Chaikin shows that the fundamental value that made the Apollo voyages possible is the faculty of reason, man’s capacity to observe reality, to integrate his observations into concepts and principles, and thereby to grasp highly abstract truths and to project them into the future, into outer space, and back again. He shows, for example, how the transmission of knowledge from a simulator to a mission, and from the findings on a mission to the planning for the next mission, and so on, drove the projects forward. As knowledge expanded, it was put to use in future thinking, put on a checklist, or incorporated in a spaceship’s software. He shows that the integration of knowledge and of products across several specialized fields added up to the rockets and modules and spacesuits that the astronauts manned and relied on. And he shows not only how massive and complex these projects were, but also how astonishingly high quality were the people involved on every level.

Consider this excerpt from the chapter devoted to Apollo 16. Prior to the launch, Ken Mattingly—who would be on board—went to the Cape to look at the Saturn V rocket that would take him and his fellow astronauts into space.

And he’d realized, as he gazed at the towering machine, that he barely knew what he was looking at. Sure, he understood the basic design, and he knew the parts and pieces he had to know. But there were, what—several million parts in the whole thing? And each one had been designed, fabricated, tested, and installed by someone. Standing there, he knew the scope of Apollo was beyond the grasp of any one mind.

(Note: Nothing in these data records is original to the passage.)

PR #580, opened 2025-02-19
Disable retries in periphery integration test CI

EdNoepel:
When mocha tests are run with retries enabled, errors raised in `afterEach` clauses are suppressed.  This leads to misleading error messages.  In particular, when `periphery` integration tests fail due to gas configuration, CI omits the gas out-of-range error, and shows only subsequent errors for nonce/orderId mismatch.

Since retries are not useful for periphery integration tests, disable them in CI.

### DIFF
--- a/.github/workflows/CI.yml
+++ b/.github/workflows/CI.yml
@@ -40,6 +40,7 @@ jobs:
 
   # [CORE]
   core-unit-test:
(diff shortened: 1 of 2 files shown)


prateekdefi (approved):
LGTM! Thanks for fixing this.

PR #581, opened 2025-02-21
Additive fees

prateekdefi:
Issue: https://linear.app/perennial/issue/PE-1869/[feature]-enshrined-additive-fees

### DIFF
--- a/packages/core/contracts/Market.sol
+++ b/packages/core/contracts/Market.sol
@@ -161,6 +161,7 @@ contract Market is IMarket, Instance, ReentrancyGuard {
             address(0),
             UFixed6Lib.ZERO,
             UFixed6Lib.ZERO,
+            UFixed6Lib.ZERO,
             false
         ); // account
         _updateIntent(
@@ -171,6 +172,7 @@ contract Market is IMarket, Instance, ReentrancyGuard {
             intent.originator,
             intent.solver,
             intent.fee,
+            intent.additiveFee,
             intent.collateralization,
             true
         ); // signer
@@ -199,6 +201,7 @@ contract Market is IMarket, Instance, ReentrancyGuard {
             address(0),
             UFixed6Lib.ZERO,
             UFixed6Lib.ZERO,
+            UFixed6Lib.ZERO,
             false
         ); // solver
         _updateIntent(
@@ -209,6 +212,7 @@ contract Market is IMarket, Instance, ReentrancyGuard {
             fill.intent.originator,
             fill.intent.solver,
             fill.intent.fee,
+            fill.intent.additiveFee,
             fill.intent.collateralization,
             true
         ); // trader
@@ -219,7 +223,7 @@ contract Market is IMarket, Instance, ReentrancyGuard {
     /// @param signature Signature of taker or authorized signer
     function update(Take calldata take, bytes memory signature) external nonReentrant whenNotPaused {
         verifier.verifyTake(take, signature);
-        _updateMarket(take.common.account, take.common.signer, Fixed6Lib.ZERO, take.amount, Fixed6Lib.ZERO, take.referrer);
+        _updateMarket(take.common.account, take.common.signer, Fixed6Lib.ZERO, take.amount, Fixed6Lib.ZERO, take.referrer, UFixed6Lib.ZERO);
     }
 
     /// @notice Updates the account's position
@@ -228,7 +232,7 @@ contract Market is IMarket, Instance, ReentrancyGuard {
     /// @param takerAmount The position delta of the order (positive for long, negative for short)
     /// @param referrer The referrer of the order
     function update(address account, Fixed6 takerAmount, address referrer) external nonReentrant whenNotPaused {
-       _updateMarket(account, msg.sender, Fixed6Lib.ZERO, takerAmount, Fixed6Lib.ZERO, referrer);
+       _updateMarket(account, msg.sender, Fixed6Lib.ZERO, takerAmount, Fixed6Lib.ZERO, referrer, UFixed6Lib.ZERO);
     }
 
     /// @notice Updates the account's taker position and isolated collateral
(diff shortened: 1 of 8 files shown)


packages/core/contracts/types/Order.sol
```diff
@@ -497,6 +509,7 @@ library OrderStorageGlobalLib {
 ///         uint64 makerReferral;
 ///         uint1 protection;
 ///         uint8 invalidation;
+///         uint64 additiveFee;
```
kbrizzle, line 512: Since we have to do the whole settle-up migration anyways, maybe we put this right after `makerReferral`?

packages/core/contracts/types/Order.sol
```diff
@@ -526,11 +524,11 @@ library OrderStorageLocalLib {
             UFixed6.wrap(uint256(slot1 << (256 - 64 - 64)) >> (256 - 64)),
             UFixed6.wrap(uint256(slot1 << (256 - 64 - 64 - 64)) >> (256 - 64)),
             UFixed6.wrap(uint256(slot1 << (256 - 64 - 64 - 64 - 64)) >> (256 - 64)),
-            uint256(slot2 << (256 - 64 - 64 - 1)) >> (256 - 1),
-            uint256(slot2 << (256 - 64 - 64 - 1 - 8)) >> (256 - 8),
+            uint256(slot2 << (256 - 64 - 64 - 64 - 1)) >> (256 - 1),
+            uint256(slot2 << (256 - 64 - 64 - 64 -1 - 8)) >> (256 - 8),
```
kbrizzle, line 528: nit: space

packages/periphery/contracts/TriggerOrders/types/TriggerOrder.sol
```diff
@@ -22,6 +22,8 @@ struct TriggerOrder {
     bool isSpent;
     /// @dev Passed to market for awarding referral fee
     address referrer;
+    /// @dev Passed to market for awarding additive fee to referrer
+    UFixed6 additiveFee;
     /// @dev Additive fee optionally awarded to GUIs upon execution
     InterfaceFee interfaceFee;
```
kbrizzle, line 28: This change actually allows us to remove the interface fee, let's clean that up as well here.

(The `InterfaceFee` was our old hacky way of doing an additive fee with trigger orders).

packages/periphery/contracts/TriggerOrders/types/TriggerOrder.sol
```diff
@@ -134,7 +136,8 @@ struct StoredTriggerOrder {
     bytes5 __unallocated0__;      // padding for 32-byte alignment
     /* slot 1 */
     address referrer;
-    bytes12 __unallocated1__;     // padding for 32-byte alignment
+    uint64 additiveFee;           // < 18.45t
```
kbrizzle, line 139: Since this is just storing the % fee unlike the field in `Order` we only need uint24 here.

packages/core/contracts/Market.sol
```diff
@@ -240,7 +244,18 @@ contract Market is IMarket, Instance, ReentrancyGuard {
...
+
+    function update(
+        address account,
+        Fixed6 makerAmount,
+        Fixed6 takerAmount,
+        Fixed6 collateral,
+        address referrer,
+        UFixed6 additiveFee
+    ) external nonReentrant whenNotPaused {
+        _updateMarket(account, address(0), makerAmount, takerAmount, collateral, referrer, additiveFee);
```
kbrizzle, line 258: We actually need to validate that `additiveFee < ProtocolParameter.maxFee` here like we do the solverFee in intents: https://github.com/equilibria-xyz/perennial-v2/blob/main/packages/core/contracts/Market.sol#L133.

packages/periphery/contracts/TriggerOrders/types/TriggerOrder.sol
prateekdefi: I have not removed the interface fee here as we allow the user to pass the referrer and interface fee receiver separately. If we remove the interface fee, we would end up sending both the referrer and the additive fee to the same referrer unlike previously. I'm not sure if we actually want this.

prateekdefi: I have not removed the interface fee here as we allow the user to pass the referrer and interface fee receiver separately. If we remove the interface fee, we would end up sending both the referrer and the additive fee to the same referrer unlike previously. I'm not sure if we actually want this. @kbrizzle

kbrizzle: Yep, we no longer really need two separate referrer addresses either, they both should go to the same place.

packages/core/contracts/Market.sol
prateekdefi: Added in [c2b82af](https://github.com/equilibria-xyz/perennial-v2/pull/581/commits/c2b82af00a428e22beaf953ac9d618b163f7d4aa)

packages/periphery/contracts/TriggerOrders/types/TriggerOrder.sol
prateekdefi: Updated in [c2b82af](https://github.com/equilibria-xyz/perennial-v2/pull/581/commits/c2b82af00a428e22beaf953ac9d618b163f7d4aa)

packages/periphery/contracts/TriggerOrders/types/TriggerOrder.sol
prateekdefi: Removed interface fee in [c2b82af](https://github.com/equilibria-xyz/perennial-v2/pull/581/commits/c2b82af00a428e22beaf953ac9d618b163f7d4aa)

packages/periphery/contracts/TriggerOrders/types/TriggerOrder.sol
```diff
@@ -136,14 +134,8 @@ struct StoredTriggerOrder {
...
-    uint64 additiveFee;           // < 18.45t
-    bytes4 __unallocated1__;     // padding for 32-byte alignment
-    /* slot 2 */
-    address interfaceFeeReceiver;
-    uint64 interfaceFeeAmount;    // < 18.45t
-    bool interfaceFeeFlat;
-    bool interfaceFeeUnwrap;
-    // 2 bytes left over (no need to pad trailing bytes)
+    uint24 additiveFee;           // <= 1677%
+    bytes9 __unallocated1__;     // 9 bytes left over (no need to pad trailing bytes)
```
kbrizzle, line 138: nit: let's still leave a comment here that slot 2 can be almost fully occupied by dirty data until it is re-stored.

kbrizzle (approved):

PR #587, opened 2025-03-03
Auto-deisolate on position close

EdNoepel:
Changes for PE-1561.  When positions close, markets are implicitly deisolated.  Added a switch to disable this behavior, currently used for isolated Vaults.  Can revisit that when cross-margin checkpoints are implemented.

### DIFF
--- a/packages/core/contracts/Margin.sol
+++ b/packages/core/contracts/Margin.sol
@@ -7,6 +7,7 @@ import { Fixed6, Fixed6Lib } from "@equilibria/root/number/types/Fixed6.sol";
 import { UFixed6, UFixed6Lib } from "@equilibria/root/number/types/UFixed6.sol";
 import { Token18, UFixed18, UFixed18Lib } from "@equilibria/root/token/types/Token18.sol";
 
+import { CheckpointLib } from "./libs/CheckpointLib.sol";
 import { Checkpoint, CheckpointStorage } from "./types/Checkpoint.sol";
 import { Guarantee } from "./types/Guarantee.sol";
 import { Local } from "./types/Local.sol";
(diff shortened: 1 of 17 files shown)


packages/core/contracts/Margin.sol
```diff
@@ -45,6 +45,12 @@ contract Margin is IMargin, Instance, ReentrancyGuard {
     /// Cross-margin checkpoints stored as IMarket(address(0))
     mapping(address => mapping(IMarket => mapping(uint256 => CheckpointStorage))) private _checkpoints;
 
+    /// @notice Supresses default behavior of deisolating funds when a position is closed
+    mapping(address => bool) public autoDeisolateDisabled;
```
kbrizzle, line 49: nit: maybe add a TODO that this ideally should be remove if we can resolve the Vault issues

packages/vault/contracts/libs/MakerStrategyLib.sol
```diff
@@ -87,19 +87,17 @@ library MakerStrategyLib {
 
     /// @notice Compute the target allocation for each market
     /// @param registrations The registrations of the underlying markets
-    /// @param deposit The amount of assets that are being deposited into the vault
     /// @param withdrawal The amount of assets to make available for withdrawal
     /// @param ineligible The amount of assets that are inapplicable for allocation
     function allocate(
         Registration[] memory registrations,
-        UFixed6 deposit,
```
kbrizzle, line 95: why is deposit being removed? shouldn't we still have that at the Vault level, even if at the market level we're only isolating / deisolating?

packages/core/contracts/Margin.sol
```diff
@@ -124,16 +135,37 @@ contract Margin is IMargin, Instance, ReentrancyGuard {
...
-            _cross(account, IMarket(msg.sender));
+            _cross(account, market);
     }
 
     /// @inheritdoc IMargin
-    function updateClaimable(address account, Fixed6 collateralDelta) external onlyMarket {
+    function handleMarketSettle(address account, uint256 latestVersion) external onlyMarket {
+        IMarket market = IMarket(msg.sender);
+        UFixed6 isolatedBalance = UFixed6Lib.unsafeFrom(_balances[account][market]);
+        // If market also had no position when isolated balance last changed, should not deisolate
```
kbrizzle, line 151: Is this so that we only "try sweeping" balances once per the conditions set?

packages/vault/contracts/libs/MakerStrategyLib.sol
kbrizzle: Changing any of the Vault accounting logic is pretty scary so if we need this, we may need to do some extra thinking here.

packages/core/contracts/Margin.sol
EdNoepel: done in f7856ff32e06329fdcf4a391eb8427d084208281

packages/vault/contracts/libs/MakerStrategyLib.sol
EdNoepel: In my almost-working implementation, it made more sense to read from cross-margin balance.  Reverted all these changes in f7856ff32e06329fdcf4a391eb8427d084208281, and instead disabled close-on-deisolate for both _MakerVault_ and _SolverVault_.

packages/core/contracts/Margin.sol
EdNoepel: The comment on 151 addresses the use case where `isolate` is called with no position and market is settled with no position afterward.  Expected behavior is that user's funds should remain isolated; the user didn't _close a position_, they simply _have no position_.

packages/vault/contracts/libs/MakerStrategyLib.sol
kbrizzle: I see, yeah let me do this as part of the cross margin vault implementation so that all those changes are in one place 👍

kbrizzle (approved):

PR #593, opened 2025-03-06
prevent _processOrderLocal call for 0 address

EdNoepel:
- Global settlement invoked by oracle after a price commitment is making lots of seemingly unnecessary `_processOrderLocal` calls.  Found it in my branch, where `Margin` contract was getting calls to write checkpoints for the 0 address.  To optimize for space instead of gas, we could instead have `_processOrderLocal` immediately return if account is 0 address.
- Sidequest: Fixed `multi-delayed update w/ collateral (gas)` integration test, which was not functional.
- Resolved some unrelated linter warnings.

### DIFF
--- a/packages/core/contracts/Market.sol
+++ b/packages/core/contracts/Market.sol
@@ -868,7 +868,6 @@ contract Market is IMarket, Instance, ReentrancyGuard {
         ) _processOrderGlobal(context, settlementContext, context.global.latestId + 1, nextOrder.timestamp, nextOrder);
 
         while (
-            context.account != address(0) &&
             context.local.currentId != context.local.latestId &&
             (nextOrder = _pendingOrders[context.account][context.local.latestId + 1].read()).ready(context.latestOracleVersion)
         ) _processOrderLocal(context, settlementContext, context.local.latestId + 1, nextOrder.timestamp, nextOrder);
--- a/packages/core/contracts/Market.sol
+++ b/packages/core/contracts/Market.sol
@@ -868,6 +868,7 @@ contract Market is IMarket, Instance, ReentrancyGuard {
         ) _processOrderGlobal(context, settlementContext, context.global.latestId + 1, nextOrder.timestamp, nextOrder);
 
         while (
+            context.account != address(0) &&
             context.local.currentId != context.local.latestId &&
             (nextOrder = _pendingOrders[context.account][context.local.latestId + 1].read()).ready(context.latestOracleVersion)
         ) _processOrderLocal(context, settlementContext, context.local.latestId + 1, nextOrder.timestamp, nextOrder);
@@ -886,7 +887,7 @@ contract Market is IMarket, Instance, ReentrancyGuard {
                 _pendingOrder[context.global.latestId].read()
             );
 
-        if (context.latestOracleVersion.timestamp > context.latestPositionLocal.timestamp)
+        if (context.account != address(0) && context.latestOracleVersion.timestamp > context.latestPositionLocal.timestamp)
             _processOrderLocal(
                 context,
                 settlementContext,
--- a/packages/core/test/integration/core/closedProduct.test.ts
+++ b/packages/core/test/integration/core/closedProduct.test.ts
@@ -122,7 +122,6 @@ describe('Closed Market', () => {
     await chainlink.nextWithPriceModification(price => price.mul(4))
     await chainlink.nextWithPriceModification(price => price.mul(4))
 
-    const LIQUIDATION_FEE = BigNumber.from('1000000000')
     await market.connect(user).close(user.address, true, constants.AddressZero)
     await market.connect(userB).close(userB.address, true, constants.AddressZero)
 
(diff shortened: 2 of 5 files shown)


kbrizzle:
Yeah interesting catch. So we do have [something similar](https://github.com/equilibria-xyz/perennial-v2/blob/main/packages/vault/contracts/Vault.sol#L401) in `Vault` as well.

I think the settle part of the flow cannot be hit (we don't ever have `localId / currentId > 0` on the address(0) account), but it does appear that the sync portion of the flow would continually get hit.

I'm curious why this didn't seem to affect the gas diff though?

EdNoepel:
> I'm curious why this didn't seem to affect the gas diff though?

I assume this is because the oracle setup in most `core` integration tests is a mocked chainlink implementation which does not invoke global settlement upon price commitment.

kbrizzle:
I'm surprised we don't ever call `.settle(address(0))` in the integration tests 🤔 

Could you maybe a test case to this would trigger it? Just want to verify it's actually cut out gas in some situation.

EdNoepel:
> Could you maybe add a test case to this would trigger it? Just want to verify it's actually cut out gas in some situation.

Performed two experiments highlighting the gas savings.

First, after fixing `delayed update w/ collateral (gas)` test, I added a `settle(constants.AddressZero)` inside the loop and ran with and without the 0-check.
'delayed update w/ collateral (gas)', settle(address(0)) in loop, without 0-check:

```
································|····················|······················|····················|·····························
|  Solidity: 0.8.24             ·  Optim: true       ·  Runs: 1000000       ·  viaIR: true       ·   Block: 32,000,000 gas    │
································|····················|······················|····················|·····························
|  Methods                                                                                                                    │
································|····················|······················|····················|··············|··············
|  Contracts / Methods          ·  Min               ·  Max                 ·  Avg               ·  # calls     ·  usd (avg)  │
································|····················|······················|····················|··············|··············
|  Market                       ·                                                                                             │
································|····················|······················|····················|··············|··············
|      settle                   ·           191,370  ·             554,270  ·           412,455  ·          10  ·          -  │
································|····················|······················|····················|··············|··············
```

'delayed update w/ collateral (gas)', settle(address(0)) in loop, with 0-check in _processOrderLocal

```
································|··················|···················|····················|·····························
|  Solidity: 0.8.24             ·  Optim: true     ·  Runs: 1000000    ·  viaIR: true       ·   Block: 32,000,000 gas    │
································|··················|···················|····················|·····························
|  Methods                                                                                                               │
································|··················|···················|····················|··············|··············
|  Contracts / Methods          ·  Min             ·  Max              ·  Avg               ·  # calls     ·  usd (avg)  │
································|··················|···················|····················|··············|··············
|  Market                       ·                                                                                        │
································|··················|···················|····················|··············|··············
|      settle                   ·  198,943 +7,573  ·  471,325 -82,945  ·   354,368 -58,087  ·          10  ·          -  │
································|··················|···················|····················|··············|··············
```

Second, I modified _setupHelpers_ `settle` method to `settle(constants.AddressZero)`, just as the oracle would, and run `Happy Path` tests:

Happy Path, settle(0) in settle helper, without 0-check in _settle
```
·······································|····················|························|····················|·····························
|  Solidity: 0.8.24                    ·  Optim: true       ·  Runs: 1000000         ·  viaIR: true       ·   Block: 32,000,000 gas    │
·······································|····················|························|····················|·····························
|  Market                              ·                                                                                               │
·······································|····················|························|····················|··············|··············
|      settle                          ·           183,995  ·               705,596  ·           407,420  ·          44  ·          -  │
·······································|····················|························|····················|··············|··············
```

Happy Path, settle(0) in settle helper, with 0-check in _settle
```
·······································|··················|····················|····················|·····························
|  Solidity: 0.8.24                    ·  Optim: true     ·  Runs: 1000000     ·  viaIR: true       ·   Block: 32,000,000 gas    │
·······································|··················|····················|····················|··············|··············
|  Market                              ·                                                                                         │
·······································|··················|····················|····················|··············|··············
|      settle                          ·     184,041 +46  ·  590,780 -114,816  ·   362,251 -45,169  ·          44  ·          -  │
·······································|··················|····················|····················|··············|··············
```

kbrizzle (approved):

EdNoepel:
`Liquidation` integration tests run fine on their own, but fail when run with other integration tests.  I can reproduce in my working copy and am currently investigating.

EdNoepel:
> I think the settle part of the flow cannot be hit (we don't ever have `localId / currentId > 0` on the address(0) account)
I confirmed this and reverted the change.

EdNoepel:
> `Liquidation` integration tests run fine on their own, but fail when run with other integration tests. I can reproduce in my working copy and am currently investigating.

I re-skipped the `multi-delayed update w/ collateral (gas)` test to work around this.  I suspect something in the oracle fakes is not resetting in `ChainlinkContext.reset()`, but I burned too much time trying to fix it.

He rode the elevator up to the place where the third stage met the spacecraft adapter section, and there, at the juncture, was an open hatchway. He climbed through until he was standing inside a great metallic ring lined with pipes and electrical lines and all kinds of components. The lone technician who was working in there was startled—“Who are you? Get out of here.”—but once he understood that he was talking to one of the men who would ride this rocket, he was just as gracious as could be. He said to Mattingly, “You know, I can’t imagine what it’s going to be like for you. But I can tell you this: It won’t fail because of what do.” Mattingly realized the reason Apollo worked at all was because thousands of people had said to themselves, “It won’t fail because of me.” From that moment on, Mattingly had taken that statement as his credo. He’d told himself as launch day grew near, and then, lying on his back in the command module, just before the engines lit, It won’t fail because of me. (p. 457)

Such stories, told with such insights into the thinking of the astronauts (and others involved in these missions), make A Man on the Moon a gripping guide to these historic voyages and the heroes behind them.